TIROLER TAGESZEITUNG, Leitartikel: „Machtlos und ein wenig erbärmlich“, von Gabriele Starck

Ausgabe vom Mittwoch, 1. Juni 2022

Innsbruck (OTS) – Der Weg zur Einigung auf ein Teil-Embargo für russisches Öl zeigt die Schwäche der EU auf. Das selbst ernannte Wertebündnis hat zu lange die Skrupellosigkeit der Antidemokraten unterschätzt – die außerhalb wie auch innerhalb.

Schau her, gegen dich raufen wir uns schon noch zusammen!“ Mehr als diese Botschaft an den russischen Machthaber Wladimir Putin war die nächtliche Einigung der EU-Staaten auf ein Öl-Teilembargo nicht. Darüber täuscht auch die großspurige Vollzugsmeldung von Ratschef Charles Michel, wie weh dies Russland tue, nicht hinweg. Ebenso wenig wie die zur Schau getragene Zufriedenheit diverser Staats- und Regierungs-chefInnen.
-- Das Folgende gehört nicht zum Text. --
PR #1976, opened 2025-07-11
Aggressively inline in functions using a dictionary

DavisVaughan:
This is a fun one!

The TL;DR of this PR is that with some smart macro usage and inlining in `dict_hash_with()`, we can improve the performance of _all_ of our dictionary functions by up to 50%, when used on atomic vector types (or 1 column data frames). This includes:
- `vec_in()` and `vec_match()`, used all across the tidyverse
- `vec_group_loc()`, which powers `.by` and `group_by()`
- `vec_unique()`, `vec_unique_loc()`, `vec_unique_count()`, again used all across the tidyverse
- `vec_count()`
- `vec_duplicate_any/id/detect()`, 
- `vec_set_*()`, used in dplyr

---

While working on `vec_lookup()`, I noted that it's main source of performance bottleneck was in `vec_match()`. I've often been under the impression that our dictionary implementation could be improved, so I went spelunking with Instruments.

After spending some time looking at Instruments, I noted that almost _all_ of our time is in `dict_hash_with()`. Here is how we typically call `dict_hash_with()`:

https://github.com/r-lib/vctrs/blob/78d9f2b0b24131b5ce2230eb3c2c9f93620b10d9/src/dictionary.c#L426-L440

And here is its implementation

https://github.com/r-lib/vctrs/blob/78d9f2b0b24131b5ce2230eb3c2c9f93620b10d9/src/dictionary.c#L118-L151

What should stand out to you is that this is a HOT loop. It's actually a _double_ loop (where ideally we short circuit often in the inner loop when we either hit an empty bucket or recognize the value as something we've seen before). Performance wise, this means that anything we do in the inner `dict_hash_with()` loop should come under heavy scrutiny.

Instruments helped reveal two primary places we can improve:

## Inlining `dict_hash_with()` itself

Currently, `dict_hash_with()` itself is unable to be inlined because it is implemented in `dictionary.c` but exposed in `dictionary.h` because we call it in other files (totally reasonable). From what I understand, this means:
- We pay for a `dict_hash_with()` C function call at each iteration
- The compiler is unable to synergize optimizations between the outer loop and the inner loop inside `dict_hash_with()` 

## Inlining `d->p_equal_na_equal()`

We have to perform this equality check to know if we've found the same pre-existing hash, or if we have a case of a collision.

But we are truly shooting ourselves in the foot performance wise due to the fact that we store an arbitrary function pointer. This means:
- We have to pay the cost of the `d->p_equal_na_equal()` C function call at each iteration (very hot loop, many calls)
- The compiler is unable to fully inline this, which should in theory inline all the way through, say, `int_equal_na_equal()` being just `x == y`

It's worth noting that base R's `match()` is actually very smart about this, inlining aggressively for the 3 most common cases of integer, real, and string:
https://github.com/wch/r-source/blob/44a1cdd537c357a8bca3ad9626cfd8dc6b59d296/src/main/unique.c#L1234-L1286

## So how do we fix this?

In this PR, I've "smartly" broken the "generic" `dict_hash_with()` into typed variants, like `dbl_dict_hash_with()`, `int_dict_hash_with()`, etc. I've also moved it into `dictionary.h`, so it can be `static inline`.

That really is the main change. **There are no changes to the underlying implementation.** The rest is fall out of what that means.

No longer can we just call `dict_hash_with()` in our dictionary functions. We have to use our typical pattern of switch statement + macro loop to call the correct typed variant. Yes, this sucks. I hate macros as much as the next person. But here's the thing, IT'S WORTH IT. And I'll spend the rest of this PR convincing you, dear reader, that it is. It is also nothing new for us. In almost all of our generic vctrs functions we have one of these macro loops, they just suck to look at, but luckily this code is fairly static.

## An integer example

Look how much slower we are than base R with this realistic example:
- Integers
- `x` has 5 unique values, with a vector of size 10,000,000
- `table` contains the 5 unique values

``` r
library(vctrs)
set.seed(123)

x <- sample(5, 1e7, TRUE) + 0L
table <- sample(5) + 0L

bench::mark(match(x, table), iterations = 100)
#> # A tibble: 1 × 6
#> 1 match(x, table)   27.1ms   27.9ms      35.1    76.3MB     35.1

bench::mark(vec_match(x, table), iterations = 100)
#> # A tibble: 1 × 6
#> 1 vec_match(x, table)     49ms     50ms      19.5    76.3MB     19.5
```

The Instruments profile looks like this - notice the lack of inlining!

Screenshot 2025-07-11 at 11 21 45 AM

In this PR, I've "smartly" rewritten things to heavily encourage inlining, which results in:

Screenshot 2025-07-11 at 11 19 43 AM

And magically:

```r
bench::mark(vec_match(x, table), iterations = 100)
#> # A tibble: 1 × 6
#> 1 vec_match(x, table)   32.3ms   33.2ms      29.4    76.3MB     29.4
```

That's a 33% reduction in time, just from some macro usage! And much closer to base R!

It's worth noting that as the **number of unique values increases**, we beat `match()` before and after this PR, but the benefits still hold up!

- Integers
- `x` has 10,000 unique values, with a vector of size 10,000,000
- `table` contains the 10,000 unique values

``` r
cross::bench_branches(\() {
  library(vctrs)
  set.seed(123)

  x <- sample(10000, 1e7, TRUE) + 0L
  table <- sample(10000) + 0L

  bench::mark(
    match(x, table),
    vec_match(x, table),
    iterations = 20
  )
})
#> # A tibble: 4 × 7
#>   branch              expression        min  median `itr/sec` mem_alloc `gc/sec`
#>   <chr>               <bch:expr>    <bch:t> <bch:t>     <dbl> <bch:byt>    <dbl>
#> 1 main                match(x, tab… 140.2ms 141.2ms      7.08    76.5MB     7.08
#> 2 main                vec_match(x,…    53ms  54.1ms     18.5     76.5MB    18.5
#> 3 feature/dict-inline vec_match(x,…  34.3ms  34.8ms     28.5     76.5MB    28.5 
```

It's _also_ worth noting that as the **number of overall values increases**, we continue to do better there as well:

- Integers
- `x` has 10,000 unique values, with a vector of size 100,000,000
- `table` contains the 10,000 unique values

``` r
cross::bench_branches(\() {
  library(vctrs)
  set.seed(123)

  x <- sample(10000, 1e8, TRUE) + 0L
  table <- sample(10000) + 0L

  bench::mark(
    match(x, table),
    vec_match(x, table),
    iterations = 20
  )
})
#> # A tibble: 4 × 7
#>   branch              expression       min   median `itr/sec` mem_alloc `gc/sec`
#>   <chr>               <bch:expr>  <bch:tm> <bch:tm>     <dbl> <bch:byt>    <dbl>
#> 1 main                match(x, t…    1.39s     1.4s     0.714     763MB     2.86
#> 2 main                vec_match(… 525.33ms 532.82ms     1.87      763MB     5.62
#> 3 feature/dict-inline vec_match(… 334.14ms  335.5ms     2.96      763MB     8.87
```

## A double example

Doubles also benefit, but the story is a little more complicated. `dbl_equal_na_equal()` is somewhat complex and uses `dbl_classify()` which isn't currently inlined. If we inline `dbl_classify()` too, then we start to see serious benefits!

``` r
cross::bench_branches(\() {
  library(vctrs)
  set.seed(123)

  x <- sample(10000, 1e7, TRUE) + 0
  table <- sample(10000) + 0

  bench::mark(
    match(x, table),
    vec_match(x, table),
    iterations = 100
  )
})
#> # A tibble: 4 × 7
#>   branch              expression         min median `itr/sec` mem_alloc `gc/sec`
#>   <chr>               <bch:expr>      <bch:> <bch:>     <dbl> <bch:byt>    <dbl>
#> 1 main                match(x, table) 52.6ms   53ms      18.8   114.6MB    93.1 
#> 2 main                vec_match(x, t… 77.9ms 78.9ms      12.6    76.5MB     8.07
#> 3 feature/dict-inline vec_match(x, t… 64.7ms 65.8ms      15.1    76.5MB     9.66
```

Note how base R's `match()` is still faster than us. Looking at this example in Instruments reveals that `dbl_dict_hash_with()` is _still_ not inlined, because the compiler chose not to, likely because it thinks that this function is complex enough to not benefit from inlining.

Screenshot 2025-07-11 at 1 00 07 PM

But here's the thing, with gcc we can force inlining with `__attribute__((always_inline))`. If I tag `dbl_dict_hash_with` and the functions it calls with that, we get this, just as fast as base R:

```r
#> # A tibble: 2 × 6
#> 1 match(x, table)       52.2ms   52.6ms      18.5   114.6MB    13.4 
#> 2 vec_match(x, table)   52.3ms   52.6ms      18.9    76.5MB     8.49
```

I didn't go through with this yet (we need a portable version of it https://github.com/r-lib/pak/blob/80b07f7de40a9eff79279acc19d9557f8ed9d946/src/library/pkgdepends/src/tree-sitter/lib/src/stack.c#L15-L19) but we should talk about it.

The fun thing is that inlining `dbl_classify()` means that other functions benefit! Like `vec_compare()`:

``` r
cross::bench_branches(\() {
  library(vctrs)

  x <- sample(1e7) + 0
  y <- sample(1e7) + 0

  bench::mark(vec_compare(x, y, na_equal = TRUE))
})
#> # A tibble: 2 × 7
#>   branch              expression         min median `itr/sec` mem_alloc `gc/sec`
#>   <chr>               <bch:expr>      <bch:> <bch:>     <dbl> <bch:byt>    <dbl>
#> 1 feature/dict-inline vec_compare(x,… 11.4ms 11.7ms      84.9    38.2MB     89.4
#> 2 main                vec_compare(x,… 19.6ms 20.1ms      49.9    38.2MB     58.9
```

### A `dbl_equal_na_equal()` tweak

I've made a small tweak to `dbl_equal_na_equal()`, which also uses `dbl_classify()`. I've just lifted a fallthrough case into the switch branch it falls through from, and that also seemed to help performance of `vec_equal()`.

``` r
cross::bench_branches(\() {
  library(vctrs)
  set.seed(123)

  x <- sample(1e8) + 0
  y <- sample(1e8) + 0

  bench::mark(vec_equal(x, y, na_equal = TRUE))
})
#> # A tibble: 2 × 7
#>   branch              expression         min median `itr/sec` mem_alloc `gc/sec`
#>   <chr>               <bch:expr>       <bch> <bch:>     <dbl> <bch:byt>    <dbl>
#> 1 feature/dict-inline vec_equal(x, y,… 106ms  114ms      8.76     382MB     13.1
#> 2 main                vec_equal(x, y,… 133ms  133ms      7.50     382MB     22.5
```

## What about data frames?

Data frames of 1 column are unrolled into 1 atomic vector, so those benefit.

Data frames of >=2 columns don't tend to benefit too much from all this from what I can tell. The equality function for data frames is just too complex to want to be inlined, so there isn't much to gain here. But that's okay! We often use functions like `vec_match()` on low level integer proxies anyways, so having great performance there is first priority in my mind.

## What about other functions?

This isn't just about `vec_match()`. Anything that uses the dictionary benefits! Here's a `vec_unique()` example:

``` r
cross::bench_branches(\() {
  library(vctrs)
  set.seed(123)

  x <- sample(1e7, replace = TRUE) + 0L

  bench::mark(vec_unique(x), iterations = 10)
})
#> # A tibble: 2 × 7
#>   branch              expression         min median `itr/sec` mem_alloc `gc/sec`
#>   <chr>               <bch:expr>    <bch:tm> <bch:>     <dbl> <bch:byt>    <dbl>
#> 1 feature/dict-inline vec_unique(x)    195ms  198ms      4.98     278MB     4.98
#> 2 main                vec_unique(x)    297ms  302ms      3.19     278MB     3.19
```


lionel-:
wow, nice discovery!

> Currently, dict_hash_with() itself is unable to be inlined because it is implemented in dictionary.c but exposed in dictionary.h because we call it in other files

It's unable to be inlined from _other_ files right? From dictionary.c the header will only look like a forward declaration and shouldn't prevent inlining.

For other files, another possible route to get inlining that doesn't have the inconvenients of moving to macros (ease of editing and step-debuggability) or moving the definition in the header file (harder management of internal deps) is link-time optimisation (LTO).

DavisVaughan:
@lionel- unfortunately you really need the 2nd part as well, `Inlining d->p_equal_na_equal()`, to get maximal performance, and that pretty much requires the macros to avoid all indirection

PR #1978, opened 2025-07-12
Fix hard-coded link

lbm364dl:
I realize the hard-coded link's aim was to directly send to the section in the article, but I think we shouldn't do that. I guess there's no way to specify a section when using `vignette("s3-vector")`, but I still prefer to just name the section which the user should visit. If you don't like this and still prefer the hard-coded link, at least make it 

```https://vctrs.r-lib.org/articles/s3-vector.html#record-style-objects``` 

so that R CMD check doesn't fail.


DavisVaughan:
Thanks!

PR #1979, opened 2025-07-12
Update actions versions

lbm364dl:
Fix `test-coverage.yaml` action failing.
https://github.blog/changelog/2024-04-16-deprecation-notice-v3-of-the-artifact-actions/
Should get R CMD check running again together with https://github.com/r-lib/vctrs/pull/1978


DavisVaughan:
Thanks!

Es zeigt einzig und allein, dass die EU von sich selbst positiv überrascht war.
Es wird immer deutlicher, dass das Bündnis der 27 europäischen Staaten an die Grenzen seiner Möglichkeiten stößt. Zum einen, was weitere Sanktionsoptionen gegen Moskau betrifft. Sie setzen immer stärker den Europäern selbst zu – und das in einer komplex verwobenen Vielschichtigkeit. Ein einfaches Beispiel: Aufs russische Öl verzichten wollen bzw. können nur Ungarn, Tschechien und die Slowakei nicht. Der Kompromiss, wonach eine Pipeline diese Länder weiter versorgen darf, bringt allerdings andere EU-Staaten ins Schwitzen, die deshalb einen Wettbewerbsnachteil und noch höhere Preise für ihre StaatsbürgerInnen befürchten.
Dabei kann Putin sein Öl ohnehin auch woanders in Geld umwandeln. Ebenso wie Gas, aber ein Embargo darauf ist ohnehin nicht absehbar – zumindest solange neben Österreich auch Deutschland darauf angewiesen ist. Also bleibt man auf absehbare Zeit weiter Putin ausgeliefert. Zum anderen hat sich die EU in ihrem Erweiterungsenthusiasmus einst selbst weltpolitisch entmachtet, als sie verabsäumte, das Einstimmigkeitsprinzip in der Außenpolitik abzuschaffen. So geht fast jeder Entscheidung eine langwierige und mühsame Kompromissfindung voraus und noch schlimmer: 26 Staaten sind von einem erpressbar. Ungarns Ministerpräsident Viktor Orbán nützt das schamlos für seine Interessen und die Entdemokratisierung seines Landes aus. Kommission, aber auch der Rat werden so ständig vorgeführt und schauen ohnmächtig zu, weil das Einstimmigkeitsprinzip nur mit Einstimmigkeit aufgehoben werden kann.
Und zu guter Letzt ist da noch die Mutlosigkeit und Bequemlichkeit in der EU, die sie bremst und nebenbei deren Predigten über Werte unglaubwürdig macht: Anstatt mit aller Kraft das lange Verabsäumte nachzuholen und sich auch zum Schutz der eigenen Lebensgrundlagen von den fossilen Energien zu lösen, geben sich die EU-27 bei anderen menschenverachtenden Regimen die Klinke in die Hand und betteln um Öl und Gas.